**What the task asks:** Among the entries below, only the lines starting at the one with "riezebosch: moq no" and ending at the one with "If you substitute", both included, are to be printed exactly.

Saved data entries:
************

PR #1103, opened 2019-02-14
Update README.md

moodmosaic:
Replace old (*very* old, actually) location of @moodmosaic blog with the current one. The reason is, if I add a new AutoFixture post, it will show up in the new location, but won't show up in the old one.

---

(Sure I could add a redirect, but I just consider web to be currently broken anyways, [unless](https://ipfs.io/) ...[etcetera](https://ipfs.io/ipfs/QmNhFJjGcMPqpuYfxL62VVB9528NXqDNMFXiqN5bgFYiZ1/its-time-for-the-permanent-web.html)). :wink:

### DIFF
--- a/README.md
+++ b/README.md
@@ -172,7 +172,7 @@ If you want to add your own testimonial to this list, we (the AutoFixture mainta
 
 * [Pluralsight course](https://www.pluralsight.com/courses/autofixture-dotnet-unit-test-get-started)
 * [ploeh blog](http://blog.ploeh.dk/tags/#AutoFixture-ref)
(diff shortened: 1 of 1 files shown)


zvirja:
Merged, thanks 👍
Instead of reading the PR, you made me spend half of the evening reading about IPFS :D

Kralizek:
I ended up doing the same 🤣

moodmosaic:
>reading about IPFS

Then you might also want to look into [this](https://ethereum.stackexchange.com/questions/375/what-is-swarm-and-what-is-it-used-for/388#388). :wink:

PR #1109, opened 2019-04-14
Added support for XUnit-ClassDataAttribute

muncinsky:
`ClassDataAttribute` was again added to XUnit2, [more details here](https://github.com/xunit/xunit/issues/359). This PR adds support for it by implementing new `ClassAutoDataAttribute`, so we can combine data comming from Autofixture with data comming from given Class of `ClassDataAttribute`.


zvirja:
@muncinsky Good day! Finally I got a chance to review your PR!

First of all many thanks for working on it and helping to make our AutoFixture library better :+1: It's awesome! Also thanks for the nice test coverage! I definitely see how this newly added attribute could make writing unit tests simpler.

I was thinking about that and a few things came up to my head. Let me share them with you, so we can together decide how to proceed further.

# SemVer and breaking changes

Current project is following [Semantic Versioning](https://semver.org/), meaning that breaking changes are not allowed withing the same major version. While the policy mostly focuses on API, I consider minimum supported version bump a breaking change as well. There are might be clients stuck with older versions of xUnit and they might get confused when they find they cannot use our next _minor_ version. Same will happen with our dependent libraries, which also expects us to not change dependencies.

# InlineAutoData

As of today, AutoFixture library ships `InlineAutoData` attribute, which is not covered. If we want to support `ClassData`, we need to decide what to do with `InlineAutoData` attribute as well.

# Other xUnit data attributes

`ClassData` attribute is only one among other `DataAttributes` shipped with xUnit. For instance, there is `MemberData` as well, which will be not covered. If we decide to support it in a same way, it might be a trap we are preparing for ourselves - later xUnit might add new attributes and we'll need to replicate those ones inside our library for consistency. That is not very generic approach, unfortunately.

Also we should consider the `InlineAutoData` attribute I mentioned above. Most likely there should be a version for that attribute as well, which will double amount of required classes :worried:

# Extensibility

From my experience `AutoData` and `InlineAutoData` are rarely used as is. It's because often the domain we are testing requires us to add some customizations (e.g. configure how to construct some specific types). Or it might be integration with mocking libraries like `Moq` or `NSubstitute`. Any way, it requires us to create our own data attribute derived from `AutoData`/`InlineAutoData` and use them instead.

Given this aspect the newly introduced `AutoClassDataAttribute` will have more limited applicability. Instead, people will need to customize it, so they will derive from it. If we consider a fact that `ClassData` is used in very rare cases by itself and the implementation of `AutoClassDataAttribute` is very primitive, it looks like it doesn't make a big difference whether you derive from `AutoClassDataAttribute` attribute, or directly from the `CompositeData`.

--------------------

Taking all these facts into account, I don't see a clear way how to proceed further. On one hand, I understand a motivation you have and the problem you are trying to solve. OTOH, probably we should re-consider the approach to make it more generic and solve all the concerns above.

@muncinsky Given that you already met this problem in your solution and likely played with it for some time already, do you see a possible way for us to go? :wink: Thanks!

muncinsky:
Hi @zvirja, thank you for your comprehensive review. Regarding your points:

**SemVer and breaking changes**
For this I have no other solution than conditionaly compile with `#if NETSTANDARD1_5`. When targeting net standard xunit.extensibility.core package is already conditionally restored with sufficient version 2.2.0. Not an ideal solution as it wouldn't be available for net452, but I have no other idea.

**InlineAutoData**
Here I don't understand what did you mean by "is not covered". XUnit comes with `InlineDataAttribute` and there is already related `InlineAutoDataAttribute` in AutoFixture. So I would say it is already covered. This brings some inconsistency, because `InlineDataAttribute` and  `ClassDataAttribute` are at the same hiearchy level.

**Other xUnit data attributes**
Regarding `MemberData`, I missed this one, but good idea we can support it as well :). I don't believe there might come something new in the future. Here we are talking about parametrized tests. We have just `InlineData` for primitive types, then `ClassData`and  `MemberData` for complex types and that's it.

**Extensibility**
The problem is that developers new to AutoFixture having XUnit background, they don't know they could create something derrived from `CompositeDataAttribute`. Instead they are searching for something related to their well known `ClassDataAttribute`, because for `InlineDataAttribute` there is already  `InlineAutoDataAttribute`.

Even though you are right in the fact, that developer most probably would create new derrived attribute, I disagree it would have limited applicability. Here we must separate two sets of types arranged for the test. First set includes types like mocked services and sut common for multiple tests, that can be arranged inside of derrived attribute. Second set includes data arranged for different scenarios of parametrized test, these data probably won't need to utilize features of Autofixture, but instead are manually specified in `ClassData`. In the end it means that I may have just one derived attribute and use it for multiple tests, but  with different `ClassData`, so I don't have to create new attribute for each and every test.

Regarding the generic approach, we can create one attribute for parametrized test which covers both primitive and complex types, but given the fact we have already  `InlineAutoDataAttribute`, it doesn't seem to be a consistent solution.

Thank you for your time

zvirja:
@muncinsky Many thanks for sharing your opinion - I appreciate that. Your explanation sounds reasonable and I see your point. At the end of the day we should respect the fact that it simplifies life for the end users and it's a tool for users, not the other way around.

The only thing which looks a bit ugly is that we cannot offer same the API for .NET Framework users 😟 

What if implement the `MemberData` attribute instead? I might be good substitute for the most scenarios. Later we might target `ClassData` in our next major version, when we have a chance to bump the dependency version.

Would this trade-off work for you? If not, could you please share your class with data, so I can better understand why you cannot rewrite it to member?

Thanks for your cooperation! 🤝

muncinsky:
@zvirja, yes `MemberData` should be sufficient for me. Should I create a new PR and close this one? 

Thanks!

zvirja:
Yes, let’s do that via new PR.

PR #1131, opened 2019-06-26
Allow factory methods returning interface to be selected

rexcfnghk:
This MR enhances `FactoryMethodQuery` to allow factory methods returning an interface to be selected.

### DIFF
--- a/Src/AutoFixture/Kernel/FactoryMethodQuery.cs
+++ b/Src/AutoFixture/Kernel/FactoryMethodQuery.cs
@@ -38,7 +38,7 @@ namespace AutoFixture.Kernel
             if (type == null) throw new ArgumentNullException(nameof(type));
 
             return from mi in type.GetTypeInfo().GetMethods(BindingFlags.Static | BindingFlags.Public)
-                   where mi.ReturnType == type &&
+                   where mi.ReturnType.GetTypeInfo().IsAssignableFrom(type) &&
                          !string.Equals(mi.Name, "op_Implicit", StringComparison.Ordinal) &&
                          !string.Equals(mi.Name, "op_Explicit", StringComparison.Ordinal)
                    let parameters = mi.GetParameters()
--- a/Src/AutoFixtureUnitTest/Kernel/FactoryMethodQueryTest.cs
+++ b/Src/AutoFixtureUnitTest/Kernel/FactoryMethodQueryTest.cs
@@ -86,5 +86,20 @@ namespace AutoFixtureUnitTest.Kernel
             // Assert
             Assert.Empty(result);
         }
+
+        [Fact]
+        public void
+            SelectMethodsFromTypeWithInterfacePropertyReturnsNonEmptyResult()
+        {
+            // Arrange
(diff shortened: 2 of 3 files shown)


zvirja:
Thanks for the contribution. I've reviewed the change, but, unfortunately, it leads to the following regression:

```c#
    public class Playground
    {

        [Fact]
        public void ShouldCreateInstance()
        {
            // Arrange
            var fixture = new Fixture();
            
            // Act
            var result = fixture.Create<SomeImplementation>();
            
            // Assert
            Assert.IsType<SomeImplementation>(result);
        }

        public interface ISomeInterface
        {
        }

        public class SomeImplementation : ISomeInterface
        {
            public static ISomeInterface CreateInterface () => new AnotherImplementation();
            
            private SomeImplementation() {}
        }

        public class AnotherImplementation : ISomeInterface
        {
        }
    }
```

Therefore, it's unsafe to make this change. Could you please highlight which issue you are trying to solve?

Thanks!

rexcfnghk:
Thanks for the reply. I was actually trying implement a singleton for a particular interface:

```c#
public interface IFoo
{
    void DoSomething();
}

public class SqlFoo : IFoo
{
    private readonly string _connectionString;

    public void DoSomething
    {
        using (var sqlConnection = new SqlConnection(_connectionString))
        {
            // Do something
        }
    }
}

// Singleton implementation of IFoo
public class SingletonFoo : IFoo
{
    private SingletonFoo() { }

    public static IFoo Instance { get; } = new SingletonFoo();
}

// Unit test, expecting Singleton.Instance to be called
[Theory, AutoData]
public void IsAssignableFromIFoo(SingletonFoo sut)
{
    Assert.IsAssignableFrom<IFoo>(sut);
}
```
But I guess I can always change the return type from `IFoo` to `SingletonFoo` to make the unit test pass.

zvirja:
Actually, the cast from `SingletonFoo.Instance` to `SingletonFoo` is unsafe, as there is no type guarantee that objects are convertible. Therefore, tools like AutoFixture should definitely prevent from doing that _implicitly_. Instead, you can easily customize AutoFixture to teach it _explicitly_ to do it:

```c#
// Unit test, expecting Singleton.Instance to be called
[Theory, AutoCustomData]
public void IsAssignableFromIFoo(SingletonFoo sut)
{
	Assert.IsAssignableFrom<IFoo>(sut);
}

public class AutoCustomData : AutoDataAttribute
{
	public AutoCustomData() : base(() =>
	{
		var fixture = new Fixture();
		fixture.Register<SingletonFoo>(() => (SingletonFoo) SingletonFoo.Instance);
		return fixture;
	})
	{
	}
}
```

Alternatively, if this pattern is common for your codebase, just add your own customization to `fixture.Customizations` to intercept all type requests when static `Instance` property exists.

You could also get inspiration from [this infrastructure](https://gist.github.com/zvirja/9366f23e28dd88e637d32bb52c025542) if you have an often need to apply test-specific customizations.

Closing this one as change is unsafe for average codebase. Thanks for the time spent on this!

PR #1137, opened 2019-09-18
automoq support for generic methods

riezebosch:
https://github.com/Moq/moq4/wiki/Quickstart#matching-generic-type-arguments-moq-413

### DIFF
--- a/Src/AutoMoq/AutoMoq.csproj
+++ b/Src/AutoMoq/AutoMoq.csproj
@@ -2,7 +2,7 @@
   <Import Project="..\Common.props" />
 
   <PropertyGroup>
-    <TargetFrameworks>net452;netstandard1.5;netstandard2.0</TargetFrameworks>
+    <TargetFrameworks>net452;netstandard2.0</TargetFrameworks>
     <AssemblyTitle>AutoMoq</AssemblyTitle>
     <AssemblyName>AutoFixture.AutoMoq</AssemblyName>
     <RootNamespace>AutoFixture.AutoMoq</RootNamespace>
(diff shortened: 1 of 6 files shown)


Src/AutoMoq/AutoMoq.csproj
```diff
@@ -2,7 +2,7 @@
   <Import Project="..\Common.props" />
 
   <PropertyGroup>
-    <TargetFrameworks>net452;netstandard1.5;netstandard2.0</TargetFrameworks>
```
riezebosch: moq no longer supports `netstandard1.5` apparently: https://www.nuget.org/packages/Moq/4.13.0

zvirja:
Hi @riezebosch,

Thank you very much for the contribution to the library and your wish to make it better! 👍 

I've reviewed your changes and I found the following issues with the changes you suggest:
1. The `IsAnyType` util might be not compatible with the `T` type due to constrains. Consider the following signature:
	```c#
	int Get<T>() where T : IEnumerable<int>;
	```
    If you substitute `IsAnyType/IsSubtype/IsValueType` type matcher, you'll get runtime exception.

2. AutoFixture library is following [SemVer](https://semver.org/). Therefore, we are not allowed to apply breaking changes withing the same major version. In this PR you are changing the minimum required Moq version to `4.13.0`, meaning that users could get compilation issues if they still use older version. Practically, it means that we can change dependency versions only when we release next major version.

3. > moq no longer supports netstandard1.5 apparently:

    That is already handled by the conditional dependency versions. Check dependencies of the latest `AutoFixture.AutoMoq` package [here](https://www.nuget.org/packages/AutoFixture.AutoMoq/4.11.0). Most likely we'll drop netstandard 1.x support in our next major version, but unfortunately we cannot do that sooner 😟 

I've created issue #1139 to rework our integration approach, which might solve the problem in more elegant manner.

At this moment I suggest to close the PR as I cannot see what we can do giving the constrains we have.

Please don't let this rejection prevent you from further contributions to the library and sorry for how it happens 😟 

Let me know if I overlooked something and if I'm wrong somewhere in my assumptions.

riezebosch:
Value provider looks promising and handles the case also without requiring to update the dependency and generic type constraint. See my contribution in that issue.

PR #878, opened 2023-03-28
Reset DataGrid in Settings.set

cvanstone:
Currently the DataGrid Settings are only reset if the Settings property is called with null.  If an application is developed with multiple `DataGridSettings` that can be saved and loaded, any secondary set is loaded in addition to the first for column sorting.

This commit resets the DataGrid each time the Settings setter is called prior to the updated value being applied and Reload being called meaning the new Settings will be applied from fresh.

### DIFF
--- a/Radzen.Blazor/RadzenDataGrid.razor.cs
+++ b/Radzen.Blazor/RadzenDataGrid.razor.cs
@@ -2936,25 +2936,24 @@ namespace Radzen.Blazor
             {
                 if (settings != value)
                 {
+                    canSaveSettings = false;
+
+                    Groups.Clear();
+                    CurrentPage = 0;
+                    skip = 0;
+                    Reset(true);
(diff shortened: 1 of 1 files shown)


enchev:
Hi @cvanstone,

Thanks for the pull request however your change will cause endless loop in this demo:
https://blazor.radzen.com/datagrid-save-settings-loaddata

I'm afraid we cannot accept this pull request.

cvanstone:
Sorry, could you explain the endless loop?  The setter already has `if (settings != value)` protection so the Reset wouldn't be called each time any update is made, only when the object ref changes.  

I tested on your demo before committing and it works fine.  I also extended the demo to allow local caching (non-persistent) of 2 additional `DataGridSettings` objects that I could switch between to confirm that the new settings were applied correctly, thus resolving the issue I had noted.

Sorry if I'm missing something obvious here...

PR #882, opened 2023-03-29
Reset DataGrid in Settings.set

cvanstone:
Currently the DataGrid Settings are only reset if the Settings property is called with null. If an application is developed with multiple DataGridSettings that can be saved and loaded, any secondary set is loaded in addition to the first for column sorting.

This branch resets the DataGrid each time the Settings setter is called prior to the updated value being applied and Reload being called meaning the new Settings will be applied from fresh.

As highlighted by **enchev** in my first pull request, this caused a loop issue in the [LoadData Demo](https://blazor.radzen.com/datagrid-save-settings-loaddata).  The `DataGridSettings` were being deserialized and loaded on every `OnAfterRenderAsync` once Data has been `loaded`.  This only needs to happen on `firstRender` to avoid continual loop.

I also noted that the Reload button was targeting the IQueryable page.

### DIFF
--- a/Radzen.Blazor/RadzenDataGrid.razor.cs
+++ b/Radzen.Blazor/RadzenDataGrid.razor.cs
@@ -2936,25 +2936,24 @@ namespace Radzen.Blazor
             {
                 if (settings != value)
                 {
+                    canSaveSettings = false;
+
+                    Groups.Clear();
+                    CurrentPage = 0;
+                    skip = 0;
+                    Reset(true);
+                    allColumns.ToList().ForEach(c =>
+                    {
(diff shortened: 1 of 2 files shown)


enchev:
Hey @cvanstone,

Nothing changed - the loop is still there:
settings-loaddata-loop-filter

cvanstone:
Hi @enchev,

Sorry, I cannot replicate your behaviour with my updated commits.  Can you confirm that you were running my updated demo as it looks like the original.  

I have tried column picking, filtering, sorting and re-ordering multiple times and it never loops on the updated Load Data demo.

PR #907, opened 2023-04-07
Request to add an option to show pagenumbers or not.

MicrosoftHawk:


MicrosoftHawk:
I can work with that. As a suggestion I would like to say that pagenumbers are almost never really usefull so an option to hide / show them would seem kinda logical.

PR #908, opened 2023-04-07
Add ability to customize OData string by column

evandixon:
This allows users of the data grid to override OData expression generation for niche cases that aren't ready for the main repo. For my use-case, I have a column representing a List<string>, and I want to search for any one of the values in it. With this PR, I can inherit RadzenDataGridColumn to fit my specific needs:

```
    public class CustomProofOfConceptRadzenDataGridColumn<TItem> : RadzenDataGridColumn<TItem>
    {
        protected override string GetColumnODataFilter(object filterValue, FilterOperator filterOperator)
        {
            var property = GetFilterProperty().Replace('.', '/');

            if (FilterPropertyType == typeof(List<string>) && filterValue is string)
            {
                return $"{property}/any(x: x eq '{filterValue}')";
            }

            return base.GetColumnODataFilter(filterValue, filterOperator);
        }
    }
```

An idea for future improvement is to, instead of using a virtual method for the customization, add a Func<object, FilterOperator, string> parameter, though I didn't feel comfortable adding such an option without getting the opinions of the maintainers first.

### DIFF
--- a/Radzen.Blazor/QueryableExtension.cs
+++ b/Radzen.Blazor/QueryableExtension.cs
@@ -144,8 +144,8 @@ namespace Radzen
         public static string ToFilterString<T>(this IEnumerable<RadzenDataGridColumn<T>> columns)
         {
             Func<RadzenDataGridColumn<T>, bool> canFilter = (c) => c.Filterable && c.FilterPropertyType != null &&
-               (!(c.GetFilterValue() == null || c.GetFilterValue() as string == string.Empty) || c.GetFilterOperator() == FilterOperator.IsNotNull 
-                   || c.GetFilterOperator() == FilterOperator.IsNull || c.GetFilterOperator() == FilterOperator.IsEmpty 
+               (!(c.GetFilterValue() == null || c.GetFilterValue() as string == string.Empty) || c.GetFilterOperator() == FilterOperator.IsNotNull
+                   || c.GetFilterOperator() == FilterOperator.IsNull || c.GetFilterOperator() == FilterOperator.IsEmpty
                    || c.GetFilterOperator() == FilterOperator.IsNotEmpty)
                && c.GetFilterProperty() != null;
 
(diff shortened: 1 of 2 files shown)


Radzen.Blazor/QueryableExtension.cs
```diff
@@ -583,18 +583,18 @@ private static string GetColumnODataFilter<T>(RadzenGridColumn<T> column, bool s
...
+        internal static string GetColumnODataFilter<T>(RadzenDataGridColumn<T> column, object filterValue, FilterOperator columnFilterOperator)
         {
             var property = column.GetFilterProperty().Replace('.', '/');
 
-            var columnFilterOperator = !second ? column.GetFilterOperator() : column.GetSecondFilterOperator();
             var odataFilterOperator = ODataFilterOperators[columnFilterOperator];
 
-            var value = IsEnumerable(column.FilterPropertyType) && column.FilterPropertyType != typeof(string) ? null :
-                    !second ? (string)Convert.ChangeType(column.GetFilterValue(), typeof(string)) :
-                        (string)Convert.ChangeType(column.GetSecondFilterValue(), typeof(string));
```
enchev, line 597: Looks like the second filter value is missing in the new implementation?

Radzen.Blazor/QueryableExtension.cs
```diff
@@ -654,9 +654,7 @@ private static string GetColumnODataFilter<T>(RadzenDataGridColumn<T> column, bo
             }
             else if (IsEnumerable(column.FilterPropertyType) && column.FilterPropertyType != typeof(string))
             {
-                var v = !second ? column.GetFilterValue() : column.GetSecondFilterValue();
```
enchev, line 657: Again, not sure why the second part of the filter is missing.

Radzen.Blazor/QueryableExtension.cs
evandixon: The responsibility for choosing which value to filter on has been moved to RadzenDataGridColumn.GetColumnODataFilter. This way, QueryableExtension can focus more on generating single OData expressions and less on the inner workings of the data grid column, improving maintainability. Maybe in the future there's a third filterable value, or even a list of acceptable values, for example.

PR #915, opened 2023-04-13
Add support for setting tab index for escape button in dialogs

DanRogers99:
Add support for setting the tab index for the escape button in dialogs within DialogOptions


enchev:
Hi @DanRogers99,

Can you provide additional info why you need this? You can create fully custom dialogs from HTML if you want some custom UI and settings - check our demos for reference.

enchev:
My idea was that you can define the content of the dialog including Ok and Cancel buttons and set desired tabindex:
image

DanRogers99:
This PR is to implement the setting of the tab index of the escape x in the top right-hand corner, not of the cancel button or anything within rz-dialog-content

enchev:
Sorry, I misunderstood the pull request completely! I'll merge it however in my opinion the property name should be change to CloseTabIndex - I'll do that after the merge.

************

**Result for this task:**
riezebosch: moq no longer supports `netstandard1.5` apparently: https://www.nuget.org/packages/Moq/4.13.0

zvirja:
Hi @riezebosch,

Thank you very much for the contribution to the library and your wish to make it better! 👍 

I've reviewed your changes and I found the following issues with the changes you suggest:
1. The `IsAnyType` util might be not compatible with the `T` type due to constrains. Consider the following signature:
	```c#
	int Get<T>() where T : IEnumerable<int>;
	```
    If you substitute `IsAnyType/IsSubtype/IsValueType` type matcher, you'll get runtime exception.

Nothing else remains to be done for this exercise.